HUD-FHA insures rehabilitation loans for owner-occupants to
(1) finance rehabilitation of an existing property;
(2) finance rehabilitation and refinancing of the outstanding indebtedness of a property;
(3) finance purchase and rehabilitation of a property.


Usage:
* 203(k) can be used with 1-4 family dwellings, condominiums and HUD Homes that require a minimum of $5,000 in repairs.
* 203(k) can be used to bring illegal dwellings into code compliance.
* Mixed use residential/commercial properties are eligible.
* A burnt out shell, incomplete shell or empty foundation is eligible for 203(k) financing provided it is over 1 year old.

Title 1 loans:
The Federal Housing Administration (FHA) makes it easier for consumers to obtain affordable home improvement loans by allowing loans up to $25,000 without any equity in the home.
In other words, the loan can exceed the value of the home.
The Title I program insures loans to finance the light or moderate rehabilitation of properties, as well as the construction of nonresidential buildings on the property.
This program may be used to insure such loans for up to 20 years on either single- or multifamily properties.
The maximum loan amount is $25,000 for improving a single-family home or for improving or building a nonresidential structure.

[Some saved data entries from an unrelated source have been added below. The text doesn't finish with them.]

PR #175, opened 2016-09-02
fixes #6138 - raise error if --mod-param value is missing

domcleal:
When "--mod-param --mod-param2 foo" is given, the second parameter is
taken by clamp as the value of the first. Detect when a known option
switch is given as an argument.

### DIFF
--- a/lib/kafo/exit_handler.rb
+++ b/lib/kafo/exit_handler.rb
@@ -17,7 +17,8 @@ module Kafo
           :unknown_module => 24,
           :defaults_error => 25,
           :unset_scenario => 26,
-          :scenario_error => 27
+          :scenario_error => 27,
+          :missing_argument => 28
       }
     end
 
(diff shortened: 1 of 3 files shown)


lib/kafo/exit_handler.rb
```diff
@@ -17,7 +17,8 @@ def error_codes
           :unknown_module => 24,
           :defaults_error => 25,
           :unset_scenario => 26,
-          :scenario_error => 27
+          :scenario_error => 27,
+          :missing_argument => 28
```
ares: @iNecas any comment for alignment? :-)

ares:
Thanks @domcleal, merging!

ares:
Thanks @domcleal, merging (with small change in commit message)

lib/kafo/exit_handler.rb
iNecas: `:unset_argument` would just fit there :)

ares: sorry, too late, please open a separate PR :-P

PR #176, opened 2016-09-06
fixes #16445 - send multi-line Puppet messages to last seen log level

domcleal:


ares:
Thanks @domcleal, merging!

PR #177, opened 2016-09-14
fixes #16550 - load DataType where used in Param

domcleal:
~~There's still another issue found in our tests with 1.0.0, so don't worry about a release just yet.~~


komidore64:
ack

ares:
Merging, thanks @domcleal

PR #180, opened 2016-09-15
Fixes #16573 - don't run validations on disabled modules

iNecas:
I haven't added tests as there is no existing test
for KafoConfigure and required infrastructure and efford
for doing so would be outside of scope for this simple patch.


domcleal:
Thanks @iNecas.

PR #182, opened 2016-09-19
Fix tests for puppet 4

ares:


ares:
I'd appreciate if someone could take a look, this will allow us to enable puppet 4 on jenkins.

kafo.gemspec
```diff
@@ -23,11 +23,14 @@ Gem::Specification.new do |spec|
   spec.add_development_dependency 'simplecov', '< 0.9'
   spec.add_development_dependency 'ci_reporter', '~> 1.9.0'
 
+  spec.add_development_dependency 'puppet'
+  # this is required if puppet is greater than 4.0
+  # spec.add_development_dependency 'puppet-strings'
```
domcleal: Should this be in the Gemfile so it's easier to enable? I assume you're suggesting devs would have to uncomment it.

test/kafo/hiera_configurer_test.rb
```diff
@@ -15,7 +15,7 @@ module Kafo
     end
 
     describe "#generate_data" do
-      let(:puppet_module) { PuppetModule.new('testing', TestParser.new(BASIC_MANIFEST)).tap { |m| m.enable }.parse }
+      let(:puppet_module) { @@puppet_module ||= PuppetModule.new('testing', TestParser.new(BASIC_MANIFEST)).tap { |m| m.enable }.parse }
```
domcleal: Should the caching live inside TestParser? Some of the test factories already have class-level caches.

kafo.gemspec
ares: if I add it there, jenkins is unhappy that we specify puppet twice (it adds it to Gemfile too). Maybe we could move the logic into Gemfile - for puppet >= 4 install puppet-strings, but I'm not sure if we can detect current puppet version in the middle of Gemfile, it might not be installed by bundler yet

ares:
[test]

ares:
http://ci.theforeman.org/job/test_kafo_master_pull_request/316/ succeeded, another run triggered by comment here seems to fail because of some network problem so it should be fine, the Gemfile now works the same way as for kafo_parsers, once we merge this I'll fix the master job in a same way

domcleal:
Merged, thanks @ares.

PR #183, opened 2016-10-07
fixes #16830 - replace HighLine::String inside arrays/hashes

domcleal:


ares:
Thanks @domcleal, merging!

PR #184, opened 2016-10-11
fixes #16862 - register custom data types from module path

domcleal:


ares:
it seems this does not work with puppet 4, not sure why but rdoc parsing fails on something

domcleal:
@ares if you mean the failing tests, that should be fixed by https://github.com/theforeman/kafo_parsers/pull/26 (puppet-strings 0.99 has a different schema to 0.4).

domcleal:
I've moved the registration of data types from KafoConfigure into Configuration#modules so they're registered when using kafo-export-params as well as the KafoConfigure installer runs. I was also able to add tests this way.

ares:
Thanks @domcleal, merging!

PR #187, opened 2016-10-26
fixes #17106 - change last scenario symlink to basename

domcleal:
Prevents relative paths from the CONFIG_DIR used by ScenarioManager
leaking into the last scenario symlink target, so it is now always a
relative target to a config file in the same directory. Broken symlinks
are handled gracefully now too.


ares:
Thanks @domcleal, merging.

For improving a multifamily structure, the maximum loan amount is $12,000 per family unit, not to exceed a total of $60,000 for the structure. These are fixed-rate loans.

Eligible borrowers include the owner of the property to be improved, the person leasing the property (provided that the lease will extend at least 6 months beyond the date when the loan must be repaid), or someone purchasing the property under a land installment contract.

Title I loans may be used to finance permanent property improvements that protect or improve the basic livability or utility of the property--including manufactured homes, single-family and multifamily homes, nonresidential structures, and the preservation of historic homes.
The loans can also be used for fire safety equipment.